Interestingly, the comment comes months after he blamed restrictive policy for delaying the carmaker’s entry into the world’s fourth largest automobile market – India.
The Deal: Hospitality chain OYO has acquired Gurugram-based coworking startup Innov8 in an all-cash deal worth about INR220cr.
Under OYO, Innov8 will be working towards creating a capacity of 10,000 seats across India.
Founded in 2015, Innov8 currently hosts over 350 companies as members and claims to have a 95% occupancy across all its 15 coworking spaces with combined seating of approximately 5,500.
Besides, OYO itself has also started two new co-working brands—PowerStation and WorkFlo, which will cater to a variety of start-ups and companies.
Apple to pay Qualcomm c. $31m for patent infringement. Google is likely to be hit with a third EU antitrust fine next week.
No Escape: Following a two-week trial, a jury in federal court in San Diego determined that Apple had violated three Qualcomm patents in some iPhones.
What You Need to Know: Qualcomm had last year sued Apple alleging it had violated patents related to allowing phones to quickly connect to the internet after they’re switched on; battery efficiency and graphics processing; and a traffic management function that allows apps to download data faster. Qualcomm asked the jury to award it unpaid patent royalties of up to $1.41 per iPhone that violated the patents.
Not the First: Google is likely to be hit with a third EU antitrust fine next week related to its AdSense advertising service.
However, the sanction expected to be much smaller than previous fines.
Backstory: The European Commission had in 2016 opened a third case against the world’s most popular internet search engine by accusing Google of preventing third parties using its AdSense product from displaying search advertisements from Google’s competitors.
It said that Google, which at that time had held 80% of the European market for search advertising intermediation over the previous ten years, had kept its anti-competitive practices for a decade.
Health Ministry pushes for a ban on e-cigarette maker Juul’s entry into India. SBI launches Yono app which facilitates cash withdrawal from ATMs without a card.
Go Back Juul: India’s Health Ministry is pushing to block electronic cigarettes maker Juul’s entry into the country.

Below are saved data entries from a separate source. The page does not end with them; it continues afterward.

PR #2094, opened 2024-10-01
storage: fix partial reformat not removing all candidate partitions

ogayot:
When reformatting a disk that has in-use (i.e., mounted) partitions, we do a "partial" reformat, which means we attempt to delete all the partitions that are *not* in use.

Unfortunately, the implementation was not correct. While iterating over the partitions, calling delete_partition affects the iterator. As a consequence, some partitions that should have been removed end up preserved.

Fixed by iterating over a copy of the container.

LP:#2083322


dbungert (approved):

mwhudson:
argh!

PR #2095, opened 2024-10-01
doc: security overview

dbungert:


rkratky (changes requested):
Review submitted as https://github.com/dbungert/subiquity/pull/2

Health Secretary Preeti Sudan in a writes notes, “Novel products such as ‘Juul’ are harmful and addictive and could potentially undermine our tobacco control efforts.”

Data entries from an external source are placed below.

PR #2097, opened 2024-10-04
cloud-init: check for cloud-init-base package also

dbungert:
In the future, cloud-init will be available in a more minimal
`cloud-init-base` package, which is expected to provide the
functionality we expect.  Version check that one, if present, along with
the existing `cloud-init` package.

### DIFF
--- a/subiquity/cloudinit.py
+++ b/subiquity/cloudinit.py
@@ -72,11 +72,14 @@ def get_host_combined_cloud_config() -> dict:
 
 def cloud_init_version() -> str:
     # looks like 24.1~3gb729a4c4-0ubuntu1
-    cmd = ["dpkg-query", "-W", "-f=${Version}", "cloud-init"]
-    sp = run_command(cmd, check=False)
-    version = re.split("[-~]", sp.stdout)[0]
-    log.debug(f"cloud-init version: {version}")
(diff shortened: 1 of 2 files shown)


subiquity/cloudinit.py
```diff
@@ -72,11 +72,14 @@ def get_host_combined_cloud_config() -> dict:
...
-    cmd = ["dpkg-query", "-W", "-f=${Version}", "cloud-init"]
-    sp = run_command(cmd, check=False)
-    version = re.split("[-~]", sp.stdout)[0]
-    log.debug(f"cloud-init version: {version}")
-    return version
+    for pkg in "cloud-init", "cloud-init-base":
+        cmd = ["dpkg-query", "-W", "-f=${Version}", pkg]
+        sp = run_command(cmd, check=False)
+        if version := re.split("[-~]", sp.stdout)[0]:
+            log.debug(f"cloud-init version: {version}")
```
Chris-Peterson444, line 79: suggestion: It might be useful to log which variant we found too

```suggestion
            log.debug(f"{pkg} version: {version}")
```

Chris-Peterson444 (approved):

ogayot (approved):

Juul plans to launch its products in India by late 2019 as it looks to expand away from its home turf.
India has about 106 million adult smokers, second only to China in the world, making it a lucrative market for firms such as Juul and Philip Morris International Inc.

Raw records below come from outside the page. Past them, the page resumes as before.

PR #2102, opened 2024-10-14
doc: Add ubuntu-image security overview

upils:
Fixes: FR-9280


doc/explanation/ubuntu-image-security-overview.rst
```diff
@@ -0,0 +1,55 @@
...
+ubuntu-image security overview
+==============================
+
+Overview of security aspects of ubuntu-image.
+
+
+Privileged execution
+--------------------
+ 
+``ubuntu-image`` requires **elevated permissions** to properly run. It is recommended to use a dedicated building machine, make sure ``ubuntu-image`` is installed from a trusted source and the provided configuration is trusted.
```
rkratky, line 12:
```suggestion
``ubuntu-image`` requires **elevated permissions** to properly run. It is recommended to use a dedicated building machine. Make sure ``ubuntu-image`` is installed from a trusted source, and the provided configuration is trusted. 
```

doc/explanation/ubuntu-image-security-overview.rst
```diff
@@ -0,0 +1,55 @@
...
+Privileged execution
+--------------------
+ 
+``ubuntu-image`` requires **elevated permissions** to properly run. It is recommended to use a dedicated building machine, make sure ``ubuntu-image`` is installed from a trusted source and the provided configuration is trusted. 
+
+
+Cryptography
+------------
+
+``ubuntu-image`` is a wrapper around several lower level tools to build a Ubuntu image. Use of cryptographic technologies can then be grouped in two categories: direct usage in the tool or in one of the wrapped tools.
```
rkratky, line 18:
```suggestion
``ubuntu-image`` is a wrapper around several lower level tools to build an Ubuntu image. Therefore, the use of cryptographic technologies can be divided into two categories:

* Direct use in the ``ubuntu-image`` tool
* Indirect use in one of the wrapped tools
```

doc/explanation/ubuntu-image-security-overview.rst
```diff
@@ -0,0 +1,55 @@
...
+
+
+ubuntu-image itself and Go libraries
+~~~~~~~~~~~~~~~~~~~~~~~~~~~~~~~~~~~~
```
rkratky, line 22:
```suggestion
Cryptography in ubuntu-image itself and Go libraries
~~~~~~~~~~~~~~~~~~~~~~~~~~~~~~~~~~~~~~~~~~~~~~~~~~~~
```

doc/explanation/ubuntu-image-security-overview.rst
```diff
@@ -0,0 +1,55 @@
...
+
+* Tarball SHA256 checksum: When building a ``classic`` image, user can provide a tarball serving as the rootfs content of the image. The SHA256 checksum of the tarball can optionally be provided to verify it has not been altered. This verification `crypto/sha256`_ Go standard library package, implementing the SHA256 hash algorithm as defined in FIPS 180-4.
```
rkratky, line 24:
```suggestion
* Tarball SHA256 checksum: When building a ``classic`` image, user can provide a tarball serving as the rootfs content of the image. The SHA256 checksum of the tarball can optionally be provided to verify it has not been altered. This verification uses the `crypto/sha256`_ Go standard library package, which implements the SHA256 hash algorithm as defined in FIPS 180-4.
```

doc/explanation/ubuntu-image-security-overview.rst
```diff
@@ -0,0 +1,55 @@
...
+
+* Disk UUIDs: To generate unique disk IDs, ``ubuntu-image`` uses the ``Read()`` function from the `crypto/rand`_ Go standard library package, implementing a cryptographically secure random number generator.
```
rkratky, line 26:
```suggestion
* Disk UUIDs: To generate unique disk IDs, ``ubuntu-image`` uses the ``Read()`` function from the `crypto/rand`_ Go standard library package, which implements a cryptographically secure random number generator.
```

doc/explanation/ubuntu-image-security-overview.rst
```diff
@@ -0,0 +1,55 @@
...
+
+* Model assertion signature: When building a ``snap`` image, user must provide a signed model assertion. Verification of this signature is handled by the `snapd library`_, relying on SHA3-384 and SHA512 for hashing and OpenPGP v4 signatures with RSA 4096/8192 keys.
```
rkratky, line 28:
```suggestion
* Model assertion signature: When building a ``snap`` image, the user must provide a signed model assertion. Verification of this signature is handled by the `snapd library`_,  which relies on SHA3-384 and SHA512 for hashing and on OpenPGP v4 signatures with RSA 4096/8192 keys.
```

doc/explanation/ubuntu-image-security-overview.rst
```diff
@@ -0,0 +1,55 @@
...
+
+
+Underlying tools
+~~~~~~~~~~~~~~~~
```
rkratky, line 32:
```suggestion
Cryptography in wrapped tools
~~~~~~~~~~~~~~~~~~~~~~~~~~~~~
```

doc/explanation/ubuntu-image-security-overview.rst
```diff
@@ -0,0 +1,55 @@
...
+
+* PPA handling: During the build, PPAs can be added to the ``apt`` configuration of the image. The fingerprint of the PPA can be declared in the configuration provided to ``ubuntu-image``. This value is passed down to ``gpg`` to fetch the keys to validate the packages signature. The correct handling of these keys is delegated to ``gpg`` up to the point where ``ubuntu-image`` write them to the resulting ``apt`` configuration.
```
rkratky, line 34:
```suggestion
* PPA handling: During the build, PPAs (Personal Package Archives) can be added to the ``apt`` configuration of the image. The fingerprint of the PPA can be declared in the configuration provided to ``ubuntu-image``. This value is passed to ``gpg`` to fetch the keys to validate the package signatures. The correct handling of these keys is delegated to ``gpg`` up to the point where ``ubuntu-image`` writes them to the resulting ``apt`` configuration.
```

doc/explanation/ubuntu-image-security-overview.rst
```diff
@@ -0,0 +1,55 @@
...
+
+* Downloaded resources: During the build various resources are fetched from remote sources (seeds, packages, gadget trees). ``ubuntu-image`` is not enforcing the usage of encrypted communication channels but if they are used (HTTPS, git over SSH, etc.) their correct handling is delegated to the tool actually pulling the resource (germinate, git, etc.). In this case, if any security-related error is making a tool fail, ubuntu-image will fail too and will display the error so the user can be alerted and take any appropriate measure to remediate.
```
rkratky, line 36:
```suggestion
* Downloaded resources: During the build, various resources are fetched from remote sources (seeds, packages, gadget trees). ``ubuntu-image`` is not enforcing the use of encrypted communication channels, but if they are used (HTTPS, Git over SSH, etc.), their correct handling is delegated to the tool actually pulling the resource (Germinate, Git, etc.). In this case, if any security-related error is causing a tool to fail, ``ubuntu-image`` also fails and displays the error, so the user is alerted and can take appropriate measures to remedy the problem.
```

doc/explanation/ubuntu-image-security-overview.rst
```diff
@@ -0,0 +1,55 @@
...
+Underlying tools
+~~~~~~~~~~~~~~~~
+
+* PPA handling: During the build, PPAs can be added to the ``apt`` configuration of the image. The fingerprint of the PPA can be declared in the configuration provided to ``ubuntu-image``. This value is passed down to ``gpg`` to fetch the keys to validate the packages signature. The correct handling of these keys is delegated to ``gpg`` up to the point where ``ubuntu-image`` write them to the resulting ``apt`` configuration.
+
+* Downloaded resources: During the build various resources are fetched from remote sources (seeds, packages, gadget trees). ``ubuntu-image`` is not enforcing the usage of encrypted communication channels but if they are used (HTTPS, git over SSH, etc.) their correct handling is delegated to the tool actually pulling the resource (germinate, git, etc.). In this case, if any security-related error is making a tool fail, ubuntu-image will fail too and will display the error so the user can be alerted and take any appropriate measure to remediate. 
+
+
+Misc.
+~~~~~
```
rkratky, line 40:
```suggestion
Miscellaneous
~~~~~~~~~~~~~
```

doc/explanation/ubuntu-image-security-overview.rst
```diff
@@ -0,0 +1,55 @@
...
+
+* Secrets (passwords and hashes) can be present in the configuration files (image definition YAML) provided to ``ubuntu-image`` to build images. Specifically:
+
+  * In the "manual" customization section, user accounts can be defined with plain text or hashed passwords. These values are directly passed down to ``chpassword`` without any treatment.
```
rkratky, line 44:
```suggestion
  * In the ``manual`` customisation section, user accounts can be defined with plain text or hashed passwords. These values are directly passed to the ``chpassword`` utility without any treatment.
```

doc/explanation/ubuntu-image-security-overview.rst
```diff
@@ -0,0 +1,55 @@
...
+  * In the "cloud-init" customization section, given cloud-init configuration can contain hashed password. These values are written in `cloud-init`_ configuration files without any treatment.
```
rkratky, line 45:
```suggestion
  * In the ``cloud-init`` customisation section, the given cloud-init configuration can contain hashed passwords. These values are written into `cloud-init`_ configuration files without any treatment.
```

doc/explanation/ubuntu-image-security-overview.rst
```diff
@@ -0,0 +1,55 @@
...
+
+  These configuration files should then be securely store and if secrets are used they should ideally be injected at runtime.
```
rkratky, line 47:
```suggestion
  These configuration files should then be securely stored, and if secrets are used, they should ideally be injected at runtime.
```

doc/.wordlist.txt
```diff
@@ -1,38 +1,49 @@
...
 API
 APIs
-CLI
+balancer
 Charmhub
+CLI
+crypto
+cryptographic
+cryptographically
+customization
```
rkratky, line 10:
```suggestion
customisation
```
Could we use 'customisation', please, to keep up the "BritEng by default" pretense?

rkratky (changes requested):
Thanks, @upils! A handful of suggestions.

doc/.wordlist.txt
upils: At first I used 'customization' because the key in the configuration is written with a `z`. But it is a matter of choosing with what we want to be coherent and I have no strong opinion about it so 'customisation' is fine.

doc/explanation/ubuntu-image-security-overview.rst
upils: I am not sure about the suggestion to replace `packages signature` with `package signature`. I was talking about the signature of each package, not the multiple signatures of a single package.

rkratky (approved):
Thanks!

doc/.wordlist.txt
rkratky: >  the key in the configuration is written with a z

Which would be perfectly reasonable, but Canonical wants to insist on BritEng for docs, so we're essentially documenting our AmEng software in a different language 🤦‍

doc/explanation/ubuntu-image-security-overview.rst
```diff
@@ -0,0 +1,58 @@
...
+
+* Downloaded resources: During the build, various resources are fetched from remote sources (seeds, packages, gadget trees). ``ubuntu-image`` is not enforcing the use of encrypted communication channels, but if they are used (HTTPS, Git over SSH, etc.), their correct handling is delegated to the tool actually pulling the resource (Germinate, Git, etc.). In this case, if any security-related error is causing a tool to fail, ``ubuntu-image`` also fails and displays the error, so the user is alerted and can take appropriate measures to remedy the problem.
+
+
+Miscellaneous
+~~~~~~~~~~~~~
+
+* Secrets (passwords and hashes) can be present in the configuration files (image definition YAML) provided to ``ubuntu-image`` to build images. Specifically:
```
sil2100, line 45: Should we also include information about private PPA support? Since when a private PPA is added, the yaml needs to have the token included in as well (user:auth).

sil2100 (changes requested):
Looking all good, but suggested one addition.

sil2100 (approved):
Perfect.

Cash Without Card: SBI has launched a Yono app now which allows customers to withdraw cash from ATMs without a card.
Customers can initiate the cash withdrawal process on the YONO app and set a six digit YONO Cash pin for the transaction. They will also get a six-digit reference number for the transaction on their registered mobile number via SMS. The cash withdrawal has to be completed within the next 30 minutes at the nearest YONO Cash point using both PIN and the reference number received.
YONO can be accessed through Android and iOS powered mobile phones, and on the web through a browser.